Among the Brave is a 2004 middle grade dystopian novel by American writer Margaret Peterson Haddix, about a time in which drastic measures have been taken to quell overpopulation. It is the fifth of seven novels in the Shadow Children series.

==Plot summary==

The fifth book starts off directly where the last book had ended, from the point of view of Trey, Luke's friend from Hendricks' School for Boys. After Luke Garner (Lee Grant) leaves Smits Grant, the younger brother of the real Lee Grant, in the care of his real parents, Luke's friend Trey finds himself at Mr. Talbot's front door preparing to explain all the recent events.

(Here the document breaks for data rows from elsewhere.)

PR #3814, opened 2026-05-27
Add docstrings to SDL3 _audio module

Starbuck5:
This PR advances the readiness of our SDL3 _audio module by adding docstrings to most functions/methods/etc. This is so in the future we can generate docs from these docstrings.

In several places I copied SDL docs word for word, because it is well written and very relevant. Although all my school training was saying "plagiarism bad." 

--------------

Why does this not generate docs? 

In my local workspace I added _audio.rst in docs/reST/ref:
```
.. include:: common.txt

:mod:`pygame._audio`
====================

.. autopgmodule:: pygame._audio
    :members:
```

But it wouldn't generate anything because it sees `_audio` as a private module. So I also had to add `
autoapi_options = ['members', 'undoc-members', 'private-members']` in conf.py. I also was unsure about adding docs to the build that are not relevant to SDL2 builds, even hidden docs.

--------------

However, it is probably way easier to review as HTML then going through the code, so I've attached 
[generated.zip](https://github.com/user-attachments/files/28299899/generated.zip). This is a copy of my generated docs on this branch. So docstrings here + additional changes to get html generating not committed. To check it out, unzip it and click on ref/_audio.html.

### DIFF
--- a/src_c/_base_audio.c
+++ b/src_c/_base_audio.c
@@ -463,6 +463,12 @@ pg_audio_get_audio_stream_data(PyObject *module, PyObject *const *args,
         return PyBytes_FromStringAndSize("", 0);
     }
 
+    // Allocates working space, then SDL copies into it, then we copy into a
+    // bytes object.
+    // It would be more efficient to create the bytes object and then write
+    // into it directly, but I didn't want to use _PyBytes_Resize (soft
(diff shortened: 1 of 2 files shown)


damusss (approved):
The docs do an amazing job at explaining how the system works, thank you!

Starbuck5:
Thanks for taking a look, Damus.

PR #3816, opened 2026-05-29
Fixed certain render tests failing when using specific macos versions

AndreyVarvar:
Some render tests were failing due to the fact that the renderer was not cleared before performing said tests. This causes the renderer to contain garbage data on some macos computers, and since some tests expect the untouched renderer data to be pure black, they obviously fail.

### DIFF
--- a/test/render_test.py
+++ b/test/render_test.py
@@ -47,6 +47,8 @@ class RendererTest(unittest.TestCase):
             self.renderer.to_surface(small_surf)
 
     def test_blit(self):
+        self.renderer.draw_color = "BLACK"
+        self.renderer.clear()
         surface = pygame.Surface((10, 10))
         surface.fill((80, 120, 160, 200))
         texture = _render.Texture.from_surface(self.renderer, surface)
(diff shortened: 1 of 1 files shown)


test/render_test.py
```diff
@@ -47,6 +47,8 @@ def test_to_surface(self):
             self.renderer.to_surface(small_surf)
 
     def test_blit(self):
+        self.renderer.draw_color = "BLACK"
+        self.renderer.clear()
```
oddbookworm: What happens if you put this code in `setUp` instead, so that it runs before every single test?

AndreyVarvar: huh, yeah, I think that's actually better... I thought setUp was ran only once and not before every single test

oddbookworm: [It runs before every test, and tearDown runs after every test](https://docs.python.org/3/library/unittest.html#unittest.TestCase.setUp)

oddbookworm (approved):
This fixes the tests, which is what you intended to do, so LGTM! I would like at some point for there to be a C-side fix if there is an actual issue here about renderers having weird data when created, but that's for another day

Thanks! 🎉

ankith26 (approved):
LGTM, thanks! 🎉

PR #353, opened 2019-09-29
prepare 2.x release

bjaglin:
Follow-up of https://github.com/michaelsauter/crane/pull/352#issuecomment-536203220: I got `release.sh` up and running locally with this (so that unlocks my need which was to get a linux binary to wrap in our internal Docker image).

I don't think I'll go as far as publishing under my own username/org though. However, I think I am (still) a collaborator on this repo, so if you don't mind, I can take care of crafting that last 2.x release here myself?

### DIFF
--- a/CHANGELOG.md
+++ b/CHANGELOG.md
@@ -2,6 +2,11 @@
 
 ## Unreleased
 
+* Fix failure when a command is applied to a group with dependencies & affected
+  containers, and dependencies & affected containers intersect.
+
+  _@bjaglin_
+
 ## 2.11.0 (2016-11-14)
 
 * Allow to override configuration by another configuration file. By default,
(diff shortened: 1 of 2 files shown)


michaelsauter:
Fine by me!

bjaglin:
Done in https://github.com/michaelsauter/crane/releases/tag/v2.11.1, hopefully I didn't forget anything!

bjaglin:
Even though I didn't push the [`latest` tag](https://github.com/michaelsauter/crane/releases/tag/latest), https://github.com/michaelsauter/crane/releases/latest does redirect to my release. This could break the workflow of 3.x users :confused: It looks like there is a fishy way to workaround it, in case it's a concern: https://stackoverflow.com/questions/22822586/swap-latest-release-on-github

PR #361, opened 2021-11-22
Follow up from PR #360

michaelsauter:


dreamcat4:
Thanks so much!

Just tried it here as `/v3@latest`, and it worked perfectly, pulling in the as new`v3.6.1` tag. With `crane version` reporting `v3.6.1`. Which is fantastic

PR #567, opened 2025-11-24
Use symmetric block matrix for complex coarse solve

zhanggy2004:
Thanks for developing and maintaining this nice project.

For "complex coarse solve", instead of solving

```math
A_1\begin{pmatrix}x_r \\ x_i \end{pmatrix}:=\begin{pmatrix} A_r & -A_i \\ A_i & A_r \end{pmatrix} \begin{pmatrix}x_r \\ x_i \end{pmatrix}=\begin{pmatrix}y_r \\ y_i \end{pmatrix},
```

we can solve

```math
A_2\begin{pmatrix}x_r \\ -x_i \end{pmatrix}:=\begin{pmatrix} A_r & A_i \\ A_i & -A_r \end{pmatrix} \begin{pmatrix}x_r \\ -x_i \end{pmatrix}=\begin{pmatrix}y_r \\ y_i \end{pmatrix}.
```

The idea is similar to [`mfem::ComplexOperator::Convention::BLOCK_SYMMETRIC`](https://docs.mfem.org/html/complex__operator_8hpp_source.html).

When $A_r$ and $A_i$ are both symmetric, $A_2$ will also be symmetric, which can be utitlized by `MUMPS` solver for more efficient solve.

I realized that $A_r$ and $A_i$ are unsymmetric when there is periodic boundary (?), but am not sure if there are other exceptions. Please let me know your suggestions for the correct/better approach. Thanks.

### DIFF
--- a/palace/linalg/mumps.hpp
+++ b/palace/linalg/mumps.hpp
@@ -29,9 +29,9 @@ public:
            iodata.problem.type == ProblemType::ELECTROSTATIC ||
            iodata.problem.type == ProblemType::MAGNETOSTATIC)
               ? mfem::MUMPSSolver::SYMMETRIC_POSITIVE_DEFINITE
-          : iodata.solver.linear.complex_coarse_solve
-              ? mfem::MUMPSSolver::UNSYMMETRIC
-              : mfem::MUMPSSolver::SYMMETRIC_INDEFINITE,
+          : iodata.boundaries.periodic.wave_vector == std::array<double, 3>{0.0, 0.0, 0.0}
+              ? mfem::MUMPSSolver::SYMMETRIC_INDEFINITE
+              : mfem::MUMPSSolver::UNSYMMETRIC,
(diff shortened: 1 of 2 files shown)


simlapointe (commented):
This looks good! I tested it on a few different cases with Floquet periodic BCs (cylinder, nail) and without (cpw, single transmon, adapter waveguide) and it works as expected in all cases. I checked that mumps, strumpack, and superlu all converge in 1-2 iterations when `ComplexCoarseSolve == true`.

I think Floquet periodicity is the only symmetry-breaking term we have at the moment, so the `wave_vector == std::array<double, 3>{0.0, 0.0, 0.0}` check is ok (though I don't love `== 0.0`). However, if we ever encounter other symmetry-breaking scenarios, it might be better to define a single variable such as `iodata.solver.linear.is_symmetric` that gets set accordingly after reading the config. @hughcars, what do you think?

The car containing Trey's friends, Nina, Joel, and John takes off without Trey. The house is raided soon afterward and thanks to luck and his own vast knowledge from reading during his years in hiding, Trey manages to dive to safety behind a flowerpot. A member of the Population Police, who searches the porch, says liber (Latin for free). Trey's knowledge of Latin saves his life, as the raider reports that the porch is clear. After the raid, Trey sneaks into the house and encounters a hostile but stunning woman with bright red hair; she is none other than Mrs. Talbot. Together, they discover from a private news network that the government has been overthrown and replaced by the powerful Population Police. Defeated, Mrs. Talbot abandons the house and leaves Trey to fend for himself.

After sorting himself out and taking several obscure, important-looking documents found within the Talbot house, Trey sets out to find help, hoping to find Lee and the others. He winds up on the Garner farm and ventures out with Mark, one of Luke's older brothers, to find Luke/Lee and the rest of his friends. They instead find themselves at Population Police Headquarters, once the house of the Grants; Mark is captured and taken instead and Trey must sign up as a recruit to save him.

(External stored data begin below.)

PR #570, opened 2025-11-25
Fix spack recipe for +superlu/+strumpack with cuda

Sbozzolo:
The Palace spack recipe was forcing `strumpack` to be `~cuda` regardless of the palace variant, so that it was not possible to install `palace+strumpack+cuda` because of conflicting variants. Superlu was also not correctly handled.

### DIFF
--- a/spack_repo/local/packages/palace/package.py
+++ b/spack_repo/local/packages/palace/package.py
@@ -84,8 +84,6 @@ class Palace(CMakePackage, CudaPackage, ROCmPackage):
 
     with when("+superlu-dist"):
         depends_on("superlu-dist+parmetis")
-        depends_on("superlu-dist~cuda", when="~cuda")
-        depends_on("superlu-dist~rocm", when="~rocm")
         depends_on("superlu-dist+shared", when="+shared")
         depends_on("superlu-dist~shared", when="~shared")
         depends_on("superlu-dist+int64", when="+int64")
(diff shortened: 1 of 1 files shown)


spack_repo/local/packages/palace/package.py
```diff
@@ -83,7 +83,9 @@ class Palace(CMakePackage, CudaPackage, ROCmPackage):
         depends_on("mumps~openmp", when="~openmp")
 
     with when("+superlu-dist"):
-        depends_on("superlu-dist+parmetis~cuda~rocm")
+        depends_on("superlu-dist+parmetis")
+        depends_on("superlu-dist~cuda", when="~cuda")
+        depends_on("superlu-dist~rocm", when="~rocm")
```
cameronrutherford: Arguably we don't "depend on" `superlu-dist~cuda` when `~cuda`... I am sure that a `palace~cuda` would play well enough with `superlu-dist+cuda`.

That being said, I think that this is the better choice for user experience, but it's not a hard/fast rule from a Spack perspective. For maximizing re-use the above comment is the axiom one should follow.

Either way, clearly `depends_on("superlu-dist+parmetis~cuda~rocm")` is wrong. Nice catch.

Sbozzolo: Good point. I just copied the pattern I saw in the rest of the file, but I will fix it.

Using his own ingenuity, despite his own fears, Trey manages to save injured Mark by working out a deal with a Population Police guard. He was also able to save his missing friends and Mr. Talbot from execution with the help of a rebel named Nedley. The group finds safety at Mr. Hendricks' cottage and discovers the schools have been raided and emptied of their students and able-bodied teachers. Then the group is nursed back to health by Mrs. Talbot, who happens to be a doctor. Afterward, Trey presents the documents that he saved, despite several opportunities where he may have abandoned them. Mr. Talbot reveals that the documents conceal the identities of hundreds of Third Children with false identities and they decide to burn them to protect the children. But Trey wants to take the names and the responsibility. Trey snatches them away at the last moment, resolving to take small steps to destroy the Population Police from within along with Lee, Nina, the chauffeur, and Nedley.

==Reception==
Booklist's Carolyn Phelan praised Haddix for "writ[ing] a compelling story, full of intrigue, danger, and adventure. The level of tension barely lets up, ensuring that can't-put-it-down headlong impulse to keep reading." However, Phelan noted that "the constant tension gives individual scenes less impact than they might have had in a book with more contrast."

On behalf of School Library Journal, Tina Zubak noted that "elements of the plot seem timeworn and not all of it is plausible", but concluded, "this book provides a fast and wild ride that will appeal to reluctant readers".